* _What you will do_
For the word "when", find each line in the entries where it occurs and copy that line.

Stored items

- - - - -

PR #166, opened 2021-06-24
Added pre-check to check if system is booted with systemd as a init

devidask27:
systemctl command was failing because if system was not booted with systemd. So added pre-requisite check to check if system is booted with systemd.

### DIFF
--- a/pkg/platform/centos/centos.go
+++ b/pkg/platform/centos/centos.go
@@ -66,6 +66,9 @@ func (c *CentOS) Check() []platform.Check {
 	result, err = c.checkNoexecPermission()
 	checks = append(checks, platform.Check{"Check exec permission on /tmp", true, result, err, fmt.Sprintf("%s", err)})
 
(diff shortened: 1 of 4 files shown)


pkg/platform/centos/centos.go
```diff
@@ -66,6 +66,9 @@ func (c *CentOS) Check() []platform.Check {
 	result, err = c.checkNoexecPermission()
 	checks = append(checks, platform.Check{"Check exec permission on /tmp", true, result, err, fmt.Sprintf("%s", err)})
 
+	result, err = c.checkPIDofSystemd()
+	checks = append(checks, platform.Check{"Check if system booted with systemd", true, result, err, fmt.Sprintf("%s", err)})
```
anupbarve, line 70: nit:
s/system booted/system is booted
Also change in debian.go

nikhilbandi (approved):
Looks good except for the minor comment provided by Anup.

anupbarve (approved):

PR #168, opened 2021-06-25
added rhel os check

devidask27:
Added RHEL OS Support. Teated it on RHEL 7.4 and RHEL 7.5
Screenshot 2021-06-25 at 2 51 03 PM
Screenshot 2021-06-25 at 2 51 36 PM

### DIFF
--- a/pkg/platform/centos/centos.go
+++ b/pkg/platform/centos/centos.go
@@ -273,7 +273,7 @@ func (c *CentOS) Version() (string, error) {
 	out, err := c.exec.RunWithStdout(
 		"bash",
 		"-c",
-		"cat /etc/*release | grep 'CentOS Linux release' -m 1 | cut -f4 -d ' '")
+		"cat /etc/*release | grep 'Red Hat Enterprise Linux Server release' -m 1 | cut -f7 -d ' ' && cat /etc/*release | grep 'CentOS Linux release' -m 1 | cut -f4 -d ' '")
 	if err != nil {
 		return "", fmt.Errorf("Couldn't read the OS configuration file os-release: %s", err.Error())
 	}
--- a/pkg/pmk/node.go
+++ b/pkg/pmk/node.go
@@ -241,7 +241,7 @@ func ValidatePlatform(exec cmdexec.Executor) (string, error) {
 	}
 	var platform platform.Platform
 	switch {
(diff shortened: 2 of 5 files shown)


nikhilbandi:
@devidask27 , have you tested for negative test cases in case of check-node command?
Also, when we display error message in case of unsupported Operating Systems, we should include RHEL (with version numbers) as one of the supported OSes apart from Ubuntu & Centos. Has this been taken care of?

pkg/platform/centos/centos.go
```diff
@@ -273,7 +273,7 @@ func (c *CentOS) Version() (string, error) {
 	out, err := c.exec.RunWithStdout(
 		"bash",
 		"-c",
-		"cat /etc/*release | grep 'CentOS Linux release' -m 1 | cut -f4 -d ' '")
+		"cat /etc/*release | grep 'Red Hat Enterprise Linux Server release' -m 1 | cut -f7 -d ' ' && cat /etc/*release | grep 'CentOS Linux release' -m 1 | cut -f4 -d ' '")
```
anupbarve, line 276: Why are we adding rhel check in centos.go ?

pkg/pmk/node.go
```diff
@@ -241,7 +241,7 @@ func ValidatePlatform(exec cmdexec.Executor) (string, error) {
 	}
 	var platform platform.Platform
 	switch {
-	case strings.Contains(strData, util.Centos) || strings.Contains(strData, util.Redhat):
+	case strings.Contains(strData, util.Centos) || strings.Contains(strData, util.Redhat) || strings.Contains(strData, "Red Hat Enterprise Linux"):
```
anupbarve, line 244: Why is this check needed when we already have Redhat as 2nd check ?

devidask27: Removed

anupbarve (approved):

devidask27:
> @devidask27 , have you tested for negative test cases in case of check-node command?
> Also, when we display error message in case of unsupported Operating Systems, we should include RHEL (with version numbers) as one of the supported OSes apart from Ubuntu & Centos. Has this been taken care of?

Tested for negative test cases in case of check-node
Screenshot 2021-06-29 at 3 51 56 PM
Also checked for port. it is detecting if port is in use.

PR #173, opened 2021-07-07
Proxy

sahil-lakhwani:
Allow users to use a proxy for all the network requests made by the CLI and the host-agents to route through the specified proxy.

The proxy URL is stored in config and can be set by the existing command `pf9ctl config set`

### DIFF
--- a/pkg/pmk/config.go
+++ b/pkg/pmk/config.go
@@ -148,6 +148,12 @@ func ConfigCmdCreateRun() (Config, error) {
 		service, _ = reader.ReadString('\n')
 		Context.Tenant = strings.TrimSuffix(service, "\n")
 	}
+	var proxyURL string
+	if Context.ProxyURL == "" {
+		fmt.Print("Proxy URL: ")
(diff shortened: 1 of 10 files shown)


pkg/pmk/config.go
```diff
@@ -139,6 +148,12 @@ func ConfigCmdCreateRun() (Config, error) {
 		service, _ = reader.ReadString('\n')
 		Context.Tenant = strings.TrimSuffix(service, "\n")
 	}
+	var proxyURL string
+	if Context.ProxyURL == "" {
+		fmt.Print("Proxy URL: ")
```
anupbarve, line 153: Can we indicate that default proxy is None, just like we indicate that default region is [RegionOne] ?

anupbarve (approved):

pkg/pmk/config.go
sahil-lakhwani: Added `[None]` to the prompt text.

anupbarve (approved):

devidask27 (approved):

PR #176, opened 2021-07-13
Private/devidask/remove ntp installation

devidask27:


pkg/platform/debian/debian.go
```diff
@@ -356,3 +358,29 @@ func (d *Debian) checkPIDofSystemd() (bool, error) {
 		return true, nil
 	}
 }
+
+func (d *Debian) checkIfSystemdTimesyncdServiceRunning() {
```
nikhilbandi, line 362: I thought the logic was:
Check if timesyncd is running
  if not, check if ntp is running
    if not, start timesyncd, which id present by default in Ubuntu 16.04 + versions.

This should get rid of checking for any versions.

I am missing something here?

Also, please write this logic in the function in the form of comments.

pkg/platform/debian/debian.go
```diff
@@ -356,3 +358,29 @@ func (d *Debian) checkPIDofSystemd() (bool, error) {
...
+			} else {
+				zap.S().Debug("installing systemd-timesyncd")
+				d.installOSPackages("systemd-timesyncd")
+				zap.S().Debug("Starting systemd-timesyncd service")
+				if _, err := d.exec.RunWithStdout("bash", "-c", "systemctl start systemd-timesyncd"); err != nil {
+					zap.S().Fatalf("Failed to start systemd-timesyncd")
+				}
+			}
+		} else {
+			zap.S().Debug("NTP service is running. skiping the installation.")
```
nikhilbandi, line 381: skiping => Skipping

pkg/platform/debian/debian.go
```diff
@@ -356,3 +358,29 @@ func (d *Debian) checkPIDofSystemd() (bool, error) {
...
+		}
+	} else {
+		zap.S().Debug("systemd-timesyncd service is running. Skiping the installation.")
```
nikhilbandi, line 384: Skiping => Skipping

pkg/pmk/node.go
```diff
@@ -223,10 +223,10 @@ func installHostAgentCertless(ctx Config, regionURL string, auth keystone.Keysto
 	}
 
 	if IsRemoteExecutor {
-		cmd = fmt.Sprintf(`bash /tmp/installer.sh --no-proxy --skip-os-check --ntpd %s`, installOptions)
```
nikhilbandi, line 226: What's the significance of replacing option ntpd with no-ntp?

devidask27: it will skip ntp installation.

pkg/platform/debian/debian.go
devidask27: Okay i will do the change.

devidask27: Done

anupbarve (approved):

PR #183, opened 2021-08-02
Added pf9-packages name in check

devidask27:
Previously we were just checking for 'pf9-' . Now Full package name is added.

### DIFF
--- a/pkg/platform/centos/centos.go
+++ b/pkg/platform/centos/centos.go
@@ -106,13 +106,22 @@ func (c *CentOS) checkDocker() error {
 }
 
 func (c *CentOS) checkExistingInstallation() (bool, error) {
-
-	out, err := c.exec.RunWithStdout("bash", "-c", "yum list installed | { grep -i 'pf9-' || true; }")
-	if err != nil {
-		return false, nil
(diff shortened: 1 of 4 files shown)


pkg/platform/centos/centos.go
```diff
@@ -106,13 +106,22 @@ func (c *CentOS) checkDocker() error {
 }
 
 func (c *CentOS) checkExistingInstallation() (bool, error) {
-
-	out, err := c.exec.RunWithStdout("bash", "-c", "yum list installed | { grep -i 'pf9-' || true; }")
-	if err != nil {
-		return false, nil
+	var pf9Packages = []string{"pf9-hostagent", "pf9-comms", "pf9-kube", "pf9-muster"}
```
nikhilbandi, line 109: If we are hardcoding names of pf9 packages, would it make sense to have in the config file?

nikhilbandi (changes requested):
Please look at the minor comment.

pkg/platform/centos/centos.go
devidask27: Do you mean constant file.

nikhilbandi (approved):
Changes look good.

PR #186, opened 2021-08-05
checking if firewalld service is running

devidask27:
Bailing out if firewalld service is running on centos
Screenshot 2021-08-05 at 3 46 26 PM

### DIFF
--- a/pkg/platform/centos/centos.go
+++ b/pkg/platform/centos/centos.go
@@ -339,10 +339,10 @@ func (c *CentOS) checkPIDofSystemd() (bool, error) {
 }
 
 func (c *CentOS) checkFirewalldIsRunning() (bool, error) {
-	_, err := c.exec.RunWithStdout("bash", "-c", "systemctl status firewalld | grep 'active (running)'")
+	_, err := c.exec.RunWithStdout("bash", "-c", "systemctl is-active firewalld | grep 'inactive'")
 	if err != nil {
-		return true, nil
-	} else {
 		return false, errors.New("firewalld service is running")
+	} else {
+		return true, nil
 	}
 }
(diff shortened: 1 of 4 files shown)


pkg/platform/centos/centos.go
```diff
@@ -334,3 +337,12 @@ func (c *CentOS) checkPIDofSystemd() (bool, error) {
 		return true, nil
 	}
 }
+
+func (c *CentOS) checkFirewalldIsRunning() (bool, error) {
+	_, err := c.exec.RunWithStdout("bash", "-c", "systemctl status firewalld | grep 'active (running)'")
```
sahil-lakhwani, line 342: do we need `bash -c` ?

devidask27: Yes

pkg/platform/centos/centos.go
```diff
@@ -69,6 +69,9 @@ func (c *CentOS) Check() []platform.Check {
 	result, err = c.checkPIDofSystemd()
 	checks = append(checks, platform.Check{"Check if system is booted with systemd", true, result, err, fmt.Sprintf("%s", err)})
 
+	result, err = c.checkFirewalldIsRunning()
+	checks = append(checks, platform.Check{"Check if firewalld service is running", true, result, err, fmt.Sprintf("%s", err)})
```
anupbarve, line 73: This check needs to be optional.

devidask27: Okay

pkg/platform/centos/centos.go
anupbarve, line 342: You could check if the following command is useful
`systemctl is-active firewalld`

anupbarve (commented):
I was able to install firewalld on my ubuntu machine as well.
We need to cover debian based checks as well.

- - - - -

* _Reply_
Also, when we display error message in case of unsupported Operating Systems, we should include RHEL (with version numbers) as one of the supported OSes apart from Ubuntu & Centos. Has this been taken care of?
anupbarve, line 244: Why is this check needed when we already have Redhat as 2nd check ?
> Also, when we display error message in case of unsupported Operating Systems, we should include RHEL (with version numbers) as one of the supported OSes apart from Ubuntu & Centos. Has this been taken care of?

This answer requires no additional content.